Provided data:
--- START ---
PR #5546, opened 2021-11-12
allow paths in flake local options

### LINKED ISSUE #5505: Allow paths in flake-local options

Flakes can define some Nix options with the `nixConfig` toplevel attribute. However these can’t be paths, meaning that there’s no way to refer to a file by its relative path.

Be able to write `nixConfig.post-build-hook = ./my-post-hook.sh;`

Allow relative paths for these configs (as in "strings-that-represent-relative-paths"), like #4875 requests.
That should be mostly similar, except that the "path" syntax is able to cache the errors earlier.

regnat:
Fix #5505

Depends on #5544 because they both touch the same test, and #5544 made the testing easier

### DIFF
--- a/src/libexpr/flake/flake.cc
+++ b/src/libexpr/flake/flake.cc
@@ -251,6 +251,10 @@ static Flake getFlake(
             forceTrivialValue(state, *setting.value, *setting.pos);
             if (setting.value->type() == nString)
                 flake.config.settings.insert({setting.name, state.forceStringNoCtx(*setting.value, *setting.pos)});
+            else if (setting.value->type() == nPath) {
+                PathSet emptyContext = {};
+                flake.config.settings.insert({setting.name, state.coerceToString(*setting.pos, *setting.value, emptyContext, false, true, true)});
+            }
             else if (setting.value->type() == nInt)
                 flake.config.settings.insert({setting.name, state.forceInt(*setting.value, *setting.pos)});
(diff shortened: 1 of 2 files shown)


nrdxp:
Tested this locally to attempt a workaround for #5694 and it appears to work properly. Also attempted to set a path outside the flake just to make sure it fails properly and it appears to be all good. Thanks for this :+1:

nrdxp (approved):

nrdxp:
So this is working as is, as this comment could be used for motivation for a future PR perhaps, but it would be nice if we could put a nix store shebang at the top of the script, similar to how `writeShellScript` in nixpkgs does it. The PATH of the `post-build-hook` in particular is fairly skimp and I'm getting an error when trying `#!/usr/bin/env bash`. I could do `#!/bin/sh` but I'm using bash specific syntax in my script, so if `bin/sh` is not a symlink to bash it will fail.

May not be possible though, the way flakes are currently evaled.

regnat:
> it would be nice if we could put a nix store shebang at the top of the script, similar to how `writeShellScript` in nixpkgs does it. 
> 
> May not be possible though, the way flakes are currently evaled.

Yeah, that’s a slightly tricky thing to do (would essentially be one giant IFD), so it’s probably better to keep things simple for the time being. But it should ideally be possible to do something like that indeed.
--- END ---
Work to complete:
Your response should consist of the records, printed exactly.

Reply to the exercise:
PR #5546, opened 2021-11-12
allow paths in flake local options

### LINKED ISSUE #5505: Allow paths in flake-local options

Flakes can define some Nix options with the `nixConfig` toplevel attribute. However these can’t be paths, meaning that there’s no way to refer to a file by its relative path.

Be able to write `nixConfig.post-build-hook = ./my-post-hook.sh;`

Allow relative paths for these configs (as in "strings-that-represent-relative-paths"), like #4875 requests.
That should be mostly similar, except that the "path" syntax is able to cache the errors earlier.

regnat:
Fix #5505

Depends on #5544 because they both touch the same test, and #5544 made the testing easier

### DIFF
--- a/src/libexpr/flake/flake.cc
+++ b/src/libexpr/flake/flake.cc
@@ -251,6 +251,10 @@ static Flake getFlake(
             forceTrivialValue(state, *setting.value, *setting.pos);
             if (setting.value->type() == nString)
                 flake.config.settings.insert({setting.name, state.forceStringNoCtx(*setting.value, *setting.pos)});
+            else if (setting.value->type() == nPath) {
+                PathSet emptyContext = {};
+                flake.config.settings.insert({setting.name, state.coerceToString(*setting.pos, *setting.value, emptyContext, false, true, true)});
+            }
             else if (setting.value->type() == nInt)
                 flake.config.settings.insert({setting.name, state.forceInt(*setting.value, *setting.pos)});
(diff shortened: 1 of 2 files shown)


nrdxp:
Tested this locally to attempt a workaround for #5694 and it appears to work properly. Also attempted to set a path outside the flake just to make sure it fails properly and it appears to be all good. Thanks for this :+1:

nrdxp (approved):

nrdxp:
So this is working as is, as this comment could be used for motivation for a future PR perhaps, but it would be nice if we could put a nix store shebang at the top of the script, similar to how `writeShellScript` in nixpkgs does it. The PATH of the `post-build-hook` in particular is fairly skimp and I'm getting an error when trying `#!/usr/bin/env bash`. I could do `#!/bin/sh` but I'm using bash specific syntax in my script, so if `bin/sh` is not a symlink to bash it will fail.

May not be possible though, the way flakes are currently evaled.

regnat:
> it would be nice if we could put a nix store shebang at the top of the script, similar to how `writeShellScript` in nixpkgs does it. 
> 
> May not be possible though, the way flakes are currently evaled.

Yeah, that’s a slightly tricky thing to do (would essentially be one giant IFD), so it’s probably better to keep things simple for the time being. But it should ideally be possible to do something like that indeed.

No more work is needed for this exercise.